Because, continues Ward, the white nationalist movement of the past 50 years positions Jews as ‘the absolute other’, even as American Jews have increasingly come to regard themselves as white, we must challenge the notion of post-racial Jewishness. Antisemitism is so central to white supremacy that Ward posits, ‘Black people [cannot] win our freedom without tearing it down’.
And that brings us back to Lovecraft Country. When read through Ward, Hiram Epstein is most important not as an antisemitic offence but rather as evidence of an ongoing misunderstanding of the ideology of white supremacy. The series swaps the book’s white man for a Jew, implicitly linking Jewish goals with those of racist whites, even while othering him through the particularly heinous and Jewish-inflected nature of his crimes. From an anti-racist perspective allied with antisemitism, the villain Epstein, like his recent real-world namesake, must be destroyed for illegitimate, overweening access to power.
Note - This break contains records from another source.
PR #234, opened 2024-03-28
test(make): add taint node make command

charliedmcb:
Fixes # 

**Description**
I've found I've been wanting this make command myself, so adding one to the file.

Nothing additional
*

- [ ] Yes, issue opened: # 
- [x] No

**Release Note**

```release-note
NONE
```

### DIFF
--- a/Makefile-az.mk
+++ b/Makefile-az.mk
@@ -232,6 +232,9 @@ az-rmnodeclaims-fin: ## Remove Karpenter finalizer from all nodeclaims (use with
 az-rmnodeclaims: ## kubectl delete all nodeclaims; don't wait for finalizers (use with care!)
 	kubectl delete --wait=false nodeclaims --all
 
+az-taintnodes: ## Run e2etests
+	kubectl taint nodes CriticalAddonsOnly=true:NoSchedule --all --overwrite
+
 az-e2etests: ## Run e2etests
 	kubectl taint nodes CriticalAddonsOnly=true:NoSchedule --all --overwrite
 	TEST_SUITE=Utilization make e2etests


Bryce-Soghigian (approved):

Makefile-az.mk
```diff
@@ -232,6 +232,9 @@ az-rmnodeclaims-fin: ## Remove Karpenter finalizer from all nodeclaims (use with
 az-rmnodeclaims: ## kubectl delete all nodeclaims; don't wait for finalizers (use with care!)
 	kubectl delete --wait=false nodeclaims --all
 
+az-taintnodes: ## Run e2etests
+	kubectl taint nodes CriticalAddonsOnly=true:NoSchedule --all --overwrite
```
tallaxes, line 236: Do you have use cases where this is not constrained to system nodepool? If not - should we target it explicitly with selector?

Bryce-Soghigian: I use this sometiems when running perf test, but not all of the nodes have scaled down I just want to launch a bunch of small instances to test somethign. 

So tainting all nodes is useful

Bryce-Soghigian: maybe tainting by label could be a second command?

charliedmcb: That's a fair idea. I've been running it right after cluster creation. However, it would be helpful to ensure it only targets system nodepool. I'll look at doing that.

Makefile-az.mk
```diff
@@ -232,6 +232,9 @@ az-rmnodeclaims-fin: ## Remove Karpenter finalizer from all nodeclaims (use with
 az-rmnodeclaims: ## kubectl delete all nodeclaims; don't wait for finalizers (use with care!)
 	kubectl delete --wait=false nodeclaims --all
 
+az-taintnodes: ## Run e2etests
```
tallaxes, line 235: The comment is wrong

Makefile-az.mk
charliedmcb: Will need a follow up PR though as I already completed

Makefile-az.mk
charliedmcb: Thx for the catch. Got a little eager on the completion. Another reason for a follow up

How much more potent the figure might have been if we simply learned, after the exorcism, that the racist sheriff had changed Winthrop’s name to Epstein in the town records. How easy it would have been to avoid turning white supremacy into too-familiar antisemitism.
Helford perceptively addresses the antisemitic implications of the monstrous character Hiram Epstein in the HBO series Lovecraft Country (2020-). Another area to explore, given the strong African American production personnel and narrative elements in the series, is the unfortunate post-1960s history of Black antisemitism. Though generally (except for extremists like Louis Farrakhan) veering clear of the worst aspects of white supremacism, Black-based antisemitism has often made common cause with some of its tropes, such as alleged Jewish control of the media, finance, and even the government. This is not to say that the creators of Lovecraft Country share such views, only to suggest that an awareness of the history and persistence of such attitudes in segments of the African American community might add another angle from which to confront the curious case of Hiram Epstein.
Thanks for deepening the discussion!